Only morons think Obama caved in his negotiations over the Bush tax cuts in 2010. I thank David Corn for setting the record straight, but it really wouldn’t be necessary if there weren’t a bunch of progressives running around who are addicted to poutrage and who have no understanding of how Washington DC works. Not only did Obama get a stimulus bill out of the deal (extending unemployment insurance, a payroll tax cut, and a child tax credit), he got renewable energy credits, the repeal of Don’t Ask, Don’t Tell and the ratification of the New START Treaty with Russia. Without that stimulus, Obama may very well have lost his bid for reelection due to a bad economy, and letting the Bush tax cuts lapse (even for only the top 2 percent) in the midst of a massive recession wasn’t going to help the economy in the short term. Part of the progressive argument on taxation is about fairness, but it’s also about sound policy. You should raise and cut taxes at different times based on the current condition of the economy. Cutting tax rates is one of the few ways the federal government can help a struggling economy. That’s precisely why taxes should not be cut when the economy is doing well. Taxes should be raised when the economy is doing well, and the added revenue should be used to pay down the debt incurred during bad economic times. Related to this, new investments are best made when interest rates are low.
About The Author
BooMan
Martin Longman a contributing editor at the Washington Monthly. He is also the founder of Booman Tribune and Progress Pond. He has a degree in philosophy from Western Michigan University.
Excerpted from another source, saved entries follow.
PR #7985, opened 2022-03-07
shader: rewrite LOP3.LUT

asLody:
This change rewrites the **LOP3.LUT** instruction.

At IR level, this instruction now no longer generates a lot of BitwiseAnd & BitwiseOr, but preserves the original semantics of the shader.

The new approach not only **improves shader performance**, but is necessary for **vulkan games such as hades**, which tend to use multiple LOP3 instructions before `BindlessImage*`. The original implementation would not be able to match the correct texture handle and sampler handle.

### DIFF
--- a/src/shader_recompiler/frontend/maxwell/translate/impl/logic_operation_three_input.cpp
+++ b/src/shader_recompiler/frontend/maxwell/translate/impl/logic_operation_three_input.cpp
@@ -2,6 +2,30 @@
 // Licensed under GPLv2 or any later version
 // Refer to the license.txt file included.
 
+// This files contains code from Ryujinx
+// A copy of the code can be obtained from https://github.com/Ryujinx/Ryujinx
+// The sections using code from Ryujinx are marked with a link to the original version
+
+// MIT License
+//
+// Copyright (c) Ryujinx Team and Contributors
+//
+// Permission is hereby granted, free of charge, to any person obtaining a copy of this software and
+// associated documentation files (the "Software"), to deal in the Software without restriction,
+// including without limitation the rights to use, copy, modify, merge, publish, distribute,
+// sublicense, and/or sell copies of the Software, and to permit persons to whom the Software is
+// furnished to do so, subject to the following conditions:
+//
+// The above copyright notice and this permission notice shall be included in all copies or
+// substantial portions of the Software.
+//
+// THE SOFTWARE IS PROVIDED "AS IS", WITHOUT WARRANTY OF ANY KIND, EXPRESS OR IMPLIED, INCLUDING BUT
+// NOT LIMITED TO THE WARRANTIES OF MERCHANTABILITY, FITNESS FOR A PARTICULAR PURPOSE AND
+// NONINFRINGEMENT. IN NO EVENT SHALL THE AUTHORS OR COPYRIGHT HOLDERS BE LIABLE FOR ANY CLAIM,
+// DAMAGES OR OTHER LIABILITY, WHETHER IN AN ACTION OF CONTRACT, TORT OR OTHERWISE, ARISING FROM,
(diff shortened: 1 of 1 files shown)


src/shader_recompiler/frontend/ir/ir_emitter.h
```diff
@@ -225,6 +225,7 @@ class IREmitter {
     [[nodiscard]] U32 BitReverse(const U32& value);
     [[nodiscard]] U32 BitCount(const U32& value);
     [[nodiscard]] U32 BitwiseNot(const U32& value);
+    [[nodiscard]] U32 BitwiseNot(const U32& value, bool inverted);
```
v1993, line 228: This overload is a pretty confusing one. IMO it would be a good idea to drop it and just use ternary operator in three places where it's currently invoked (or make it a function-local lambda there, given how similar all invocations are).

asLody: Now it's better.

FernandoS27:
Even though it follows their license considering yuzu is always shipped along the source code. I would prefer to avoid using their optimization.

We can actually use a K'Map for this and/or Quine–McCluskey_algorithm. It will cost some compute power but I'm sure it will drop down to something very simple.

ameerj:
Please add some test cases in our [shader unit tests](https://github.com/ReinUsesLisp/nxgpucatch/blob/master/src/tests/shader/lop3.cpp) that mimic the inputs which cause incorrect behavior.

src/shader_recompiler/frontend/maxwell/translate/impl/logic_operation_three_input.cpp
```diff
@@ -2,6 +2,30 @@
 // Licensed under GPLv2 or any later version
 // Refer to the license.txt file included.
 
+// This files contains code from Ryujinx
+// A copy of the code can be obtained from https://github.com/Ryujinx/Ryujinx
+// The sections using code from Ryujinx are marked with a link to the original version
+
+// MIT License
```
lioncash, line 9: This can be shortened to:

```cpp
// Copyright (c) Ryujinx Team and Contributors
// SPDX-License-Identifier: MIT
```

To make it a little less noisy

degasus:
I acutally wonder about the `The original implementation would not be able to match the correct texture handle and sampler handle.` statement. Is this patch a pure performance optimization or does it modify the behavior as well?

About the algorithm itself, the KMap is even better than Gray as Fernando suggested. However we're not targeting `AND,OR,NOT`, we're targeting `AND,OR,XOR` and perhaps also `AND NOT, NOT AND, ...` (depends on the host GPU). Especially the XOR makes a large difference here, so there is a good chance that we can get a lot better optimizations.

vonchenplus:
Yes, I also noticed to Bindless texture not be able to match the correct texture handle and sampler handle.

@degasus Did your patch fix this problem?

asLody:
### Let me explain in more detail:
Optimising LOP3 just **outputs a better looking IR**, it doesn't change the behaviour.
But this will be a prerequisite for the future improvement of texture pass.

degasus:
Honestly, I have no clue if my patch fixes anything. But it should provide at least the same kind of optimization as this PR here. It would be good if someone with better testing abilities is able to verfy it.

@asLody Do you have a preference of which patch is better?

asLody:
> Honestly, I have no clue if my patch fixes anything. But it should provide at least the same kind of optimization as this PR here. It would be good if someone with better testing abilities is able to verfy it.
> 
> @asLody Do you have a preference of which patch is better?

Your PR is doing better and I will close this.

degasus:
Thanks for the testing, and a lot of thanks for pointing to the issue. Debugging whe source of such issues is often harder than fixing them. So regardless of which patch which be used in the long term, you made the larger part of this contribution.

I'm looking forward for your next pull request!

Oh, gee golly whiz, Booman!!!! Poutrage and Progressive in the SAME sentence.
To bad, the “progressives” you’re speaking of are actually liberals.
Besides, what’s in a name?
http://www.boomantribune.com/hotlist/add/2012/11/24/18388/428/main//
I love how now that the election is over Boo feels the need to prove his “centrist” cred.
I suspect Obama feels that need also. Somehow I get the feeling tax cuts for the top are here to stay. But the tax cuts for the middle? Gone. And SSS and Medicare, Medicaid ‘reform’ will be needed because……well shut up! And Boo will defend the deal. Why? Because the WH, in a conference call, told him everybody must sacrifice. Particularly the takers.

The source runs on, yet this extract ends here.